ACTIVITY: Return the entries in full, exactly as written.

EXERCISE DATA:
PR #1133, opened 2023-09-08
Extend activity store with deleted emails

pappz:
## Describe your changes
Store the email address of the deleted user in activity db.
The information will be encrypted with AES.

Refactor the events API endpoint. In the response the arguments 
will be extended with the email of the initiator and if relevant then 
the email of the target.

- Add new store encryption key config parameter to the management config.
The key must to be 32 byte in base64 format.
- The user delete handler will store the deleted email address in the activity store
- The get all events handler map the emails based on the user id from the activity store.

### Checklist
- [ ] Is it a bug fix
- [x] It is a refactor

### DIFF
--- a/management/cmd/management.go
+++ b/management/cmd/management.go
@@ -23,6 +23,7 @@ import (
 	"golang.org/x/net/http2"
 	"golang.org/x/net/http2/h2c"
 
+	"github.com/netbirdio/netbird/management/server/activity"
 	"github.com/netbirdio/netbird/management/server/activity/sqlite"
 	httpapi "github.com/netbirdio/netbird/management/server/http"
 	"github.com/netbirdio/netbird/management/server/jwtclaims"
@@ -146,10 +147,20 @@ var (
 			if disableSingleAccMode {
 				mgmtSingleAccModeDomain = ""
 			}
-			eventStore, err := sqlite.NewSQLiteStore(config.Datadir)
+			eventStore, key, err := initEventStore(config.Datadir, config.DataStoreEncryptionKey)
 			if err != nil {
-				return err
+				return fmt.Errorf("failed to initialize database: %s", err)
 			}
+
+			if key != "" {
+				log.Debugf("update config with activity store key")
+				config.DataStoreEncryptionKey = key
+				err := updateMgmtConfig(mgmtConfig, config)
+				if err != nil {
+					return fmt.Errorf("failed to write out store encryption key: %s", err)
+				}
+			}
+
 			accountManager, err := server.BuildManager(store, peersUpdateManager, idpManager, mgmtSingleAccModeDomain,
 				dnsDomain, eventStore, userDeleteFromIDPEnabled)
 			if err != nil {
@@ -286,6 +297,20 @@ var (
 		},
 	}
 )
+
+func initEventStore(dataDir string, key string) (activity.Store, string, error) {
+	var err error
+	if key == "" {
+		log.Debugf("generate new activity store encryption key")
+		key, err = sqlite.GenerateKey()
+		if err != nil {
+			return nil, "", err
+		}
+	}
+	store, err := sqlite.NewSQLiteStore(dataDir, key)
+	return store, key, err
+
+}
 
 func notifyStop(msg string) {
 	select {
@@ -438,6 +463,10 @@ func loadMgmtConfig(mgmtConfigPath string) (*server.Config, error) {
 	}
 
 	return loadedConfig, err
+}
+
+func updateMgmtConfig(path string, config *server.Config) error {
+	return util.WriteJson(path, config)
 }
 
 // OIDCConfigResponse used for parsing OIDC config response
--- a/management/server/activity/event.go
+++ b/management/server/activity/event.go
@@ -15,7 +15,7 @@ type Event struct {
 	// InitiatorID is the ID of an object that initiated the event (e.g., a user)
 	InitiatorID string
 	// InitiatorEmail is the email address of an object that initiated the event. This will be set on deleted users only
-	InitiatorEmail *string
+	InitiatorEmail string
 	// TargetID is the ID of an object that was effected by the event (e.g., a peer)
 	TargetID string
 	// AccountID is the ID of an account where the event happened
--- a/management/server/activity/event.go
+++ b/management/server/activity/event.go
@@ -14,10 +14,13 @@ type Event struct {
 	ID uint64
 	// InitiatorID is the ID of an object that initiated the event (e.g., a user)
 	InitiatorID string
+	// InitiatorEmail is the email address of an object that initiated the event. This will be set on deleted users only
+	InitiatorEmail *string
 	// TargetID is the ID of an object that was effected by the event (e.g., a peer)
 	TargetID string
 	// AccountID is the ID of an account where the event happened
 	AccountID string
+
 	// Meta of the event, e.g. deleted peer information like name, IP, etc
 	Meta map[string]any
 }
@@ -31,12 +34,13 @@ func (e *Event) Copy() *Event {
 	}
 
 	return &Event{
-		Timestamp:   e.Timestamp,
-		Activity:    e.Activity,
-		ID:          e.ID,
-		InitiatorID: e.InitiatorID,
-		TargetID:    e.TargetID,
-		AccountID:   e.AccountID,
-		Meta:        meta,
+		Timestamp:      e.Timestamp,
+		Activity:       e.Activity,
+		ID:             e.ID,
+		InitiatorID:    e.InitiatorID,
+		InitiatorEmail: e.InitiatorEmail,
+		TargetID:       e.TargetID,
+		AccountID:      e.AccountID,
+		Meta:           meta,
 	}
 }
--- a/management/server/activity/sqlite/crypt.go
+++ b/management/server/activity/sqlite/crypt.go
@@ -18,8 +18,11 @@ type EmailEncrypt struct {
 func GenerateKey() (string, error) {
 	key := make([]byte, 32)
 	_, err := rand.Read(key)
+	if err != nil {
+		return "", err
+	}
 	readableKey := base64.StdEncoding.EncodeToString(key)
-	return readableKey, err
+	return readableKey, nil
 }
 
 func NewEmailEncrypt(key string) (*EmailEncrypt, error) {
--- a/management/server/activity/sqlite/crypt.go
+++ b/management/server/activity/sqlite/crypt.go
@@ -1,0 +1,78 @@
+package sqlite
+
+import (
+	"bytes"
+	"crypto/aes"
+	"crypto/cipher"
+	"crypto/rand"
+	"encoding/base64"
+	"fmt"
+)
+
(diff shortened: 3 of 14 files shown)


management/server/http/api/openapi.yml
```diff
@@ -913,6 +913,10 @@ components:
           description: The ID of the initiator of the event. E.g., an ID of a user that triggered the event.
           type: string
           example: google-oauth2|123456789012345678901
+        initiator_email:
+          description: The e-mail address of the initiator of the event. E.g., an e-mail of a user that triggered the event.
+          type: string
```
surik, line 918: Would it be beneficial to add `format: email` here?

management/cmd/management.go
```diff
@@ -440,6 +465,10 @@ func loadMgmtConfig(mgmtConfigPath string) (*server.Config, error) {
 	return loadedConfig, err
 }
 
+func updateMgmtConfig(path string, config *server.Config) error {
```
surik, line 468: Looks like this function is called only once. I wonder if we need this wrapper or maybe instead better to call `util.WriteJson(path, config)` directly?

management/server/http/events_handler.go
```diff
@@ -45,22 +45,50 @@ func (h *EventsHandler) GetAllEvents(w http.ResponseWriter, r *http.Request) {
 		util.WriteError(err, w)
 		return
 	}
-	events := make([]*api.Event, 0)
+	events := make([]*api.Event, 0, len(accountEvents))
```
surik: We can avoid using append as we know the length of the slice. What do you think about something like this?

```go
events := make([]*api.Event, len(accountEvents))
for i, e := range accountEvents {
	events[i] = toEventResponse(e)
}
```

management/server/http/events_handler.go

TASK ANSWER:
PR #1133, opened 2023-09-08
Extend activity store with deleted emails

pappz:
## Describe your changes
Store the email address of the deleted user in activity db.
The information will be encrypted with AES.

Refactor the events API endpoint. In the response the arguments 
will be extended with the email of the initiator and if relevant then 
the email of the target.

- Add new store encryption key config parameter to the management config.
The key must to be 32 byte in base64 format.
- The user delete handler will store the deleted email address in the activity store
- The get all events handler map the emails based on the user id from the activity store.

### Checklist
- [ ] Is it a bug fix
- [x] It is a refactor

### DIFF
--- a/management/cmd/management.go
+++ b/management/cmd/management.go
@@ -23,6 +23,7 @@ import (
 	"golang.org/x/net/http2"
 	"golang.org/x/net/http2/h2c"
 
+	"github.com/netbirdio/netbird/management/server/activity"
 	"github.com/netbirdio/netbird/management/server/activity/sqlite"
 	httpapi "github.com/netbirdio/netbird/management/server/http"
 	"github.com/netbirdio/netbird/management/server/jwtclaims"
@@ -146,10 +147,20 @@ var (
 			if disableSingleAccMode {
 				mgmtSingleAccModeDomain = ""
 			}
-			eventStore, err := sqlite.NewSQLiteStore(config.Datadir)
+			eventStore, key, err := initEventStore(config.Datadir, config.DataStoreEncryptionKey)
 			if err != nil {
-				return err
+				return fmt.Errorf("failed to initialize database: %s", err)
 			}
+
+			if key != "" {
+				log.Debugf("update config with activity store key")
+				config.DataStoreEncryptionKey = key
+				err := updateMgmtConfig(mgmtConfig, config)
+				if err != nil {
+					return fmt.Errorf("failed to write out store encryption key: %s", err)
+				}
+			}
+
 			accountManager, err := server.BuildManager(store, peersUpdateManager, idpManager, mgmtSingleAccModeDomain,
 				dnsDomain, eventStore, userDeleteFromIDPEnabled)
 			if err != nil {
@@ -286,6 +297,20 @@ var (
 		},
 	}
 )
+
+func initEventStore(dataDir string, key string) (activity.Store, string, error) {
+	var err error
+	if key == "" {
+		log.Debugf("generate new activity store encryption key")
+		key, err = sqlite.GenerateKey()
+		if err != nil {
+			return nil, "", err
+		}
+	}
+	store, err := sqlite.NewSQLiteStore(dataDir, key)
+	return store, key, err
+
+}
 
 func notifyStop(msg string) {
 	select {
@@ -438,6 +463,10 @@ func loadMgmtConfig(mgmtConfigPath string) (*server.Config, error) {
 	}
 
 	return loadedConfig, err
+}
+
+func updateMgmtConfig(path string, config *server.Config) error {
+	return util.WriteJson(path, config)
 }
 
 // OIDCConfigResponse used for parsing OIDC config response
--- a/management/server/activity/event.go
+++ b/management/server/activity/event.go
@@ -15,7 +15,7 @@ type Event struct {
 	// InitiatorID is the ID of an object that initiated the event (e.g., a user)
 	InitiatorID string
 	// InitiatorEmail is the email address of an object that initiated the event. This will be set on deleted users only
-	InitiatorEmail *string
+	InitiatorEmail string
 	// TargetID is the ID of an object that was effected by the event (e.g., a peer)
 	TargetID string
 	// AccountID is the ID of an account where the event happened
--- a/management/server/activity/event.go
+++ b/management/server/activity/event.go
@@ -14,10 +14,13 @@ type Event struct {
 	ID uint64
 	// InitiatorID is the ID of an object that initiated the event (e.g., a user)
 	InitiatorID string
+	// InitiatorEmail is the email address of an object that initiated the event. This will be set on deleted users only
+	InitiatorEmail *string
 	// TargetID is the ID of an object that was effected by the event (e.g., a peer)
 	TargetID string
 	// AccountID is the ID of an account where the event happened
 	AccountID string
+
 	// Meta of the event, e.g. deleted peer information like name, IP, etc
 	Meta map[string]any
 }
@@ -31,12 +34,13 @@ func (e *Event) Copy() *Event {
 	}
 
 	return &Event{
-		Timestamp:   e.Timestamp,
-		Activity:    e.Activity,
-		ID:          e.ID,
-		InitiatorID: e.InitiatorID,
-		TargetID:    e.TargetID,
-		AccountID:   e.AccountID,
-		Meta:        meta,
+		Timestamp:      e.Timestamp,
+		Activity:       e.Activity,
+		ID:             e.ID,
+		InitiatorID:    e.InitiatorID,
+		InitiatorEmail: e.InitiatorEmail,
+		TargetID:       e.TargetID,
+		AccountID:      e.AccountID,
+		Meta:           meta,
 	}
 }
--- a/management/server/activity/sqlite/crypt.go
+++ b/management/server/activity/sqlite/crypt.go
@@ -18,8 +18,11 @@ type EmailEncrypt struct {
 func GenerateKey() (string, error) {
 	key := make([]byte, 32)
 	_, err := rand.Read(key)
+	if err != nil {
+		return "", err
+	}
 	readableKey := base64.StdEncoding.EncodeToString(key)
-	return readableKey, err
+	return readableKey, nil
 }
 
 func NewEmailEncrypt(key string) (*EmailEncrypt, error) {
--- a/management/server/activity/sqlite/crypt.go
+++ b/management/server/activity/sqlite/crypt.go
@@ -1,0 +1,78 @@
+package sqlite
+
+import (
+	"bytes"
+	"crypto/aes"
+	"crypto/cipher"
+	"crypto/rand"
+	"encoding/base64"
+	"fmt"
+)
+
(diff shortened: 3 of 14 files shown)


management/server/http/api/openapi.yml
```diff
@@ -913,6 +913,10 @@ components:
           description: The ID of the initiator of the event. E.g., an ID of a user that triggered the event.
           type: string
           example: google-oauth2|123456789012345678901
+        initiator_email:
+          description: The e-mail address of the initiator of the event. E.g., an e-mail of a user that triggered the event.
+          type: string
```
surik, line 918: Would it be beneficial to add `format: email` here?

management/cmd/management.go
```diff
@@ -440,6 +465,10 @@ func loadMgmtConfig(mgmtConfigPath string) (*server.Config, error) {
 	return loadedConfig, err
 }
 
+func updateMgmtConfig(path string, config *server.Config) error {
```
surik, line 468: Looks like this function is called only once. I wonder if we need this wrapper or maybe instead better to call `util.WriteJson(path, config)` directly?

management/server/http/events_handler.go
```diff
@@ -45,22 +45,50 @@ func (h *EventsHandler) GetAllEvents(w http.ResponseWriter, r *http.Request) {
 		util.WriteError(err, w)
 		return
 	}
-	events := make([]*api.Event, 0)
+	events := make([]*api.Event, 0, len(accountEvents))
```
surik: We can avoid using append as we know the length of the slice. What do you think about something like this?

```go
events := make([]*api.Event, len(accountEvents))
for i, e := range accountEvents {
	events[i] = toEventResponse(e)
}
```

management/server/http/events_handler.go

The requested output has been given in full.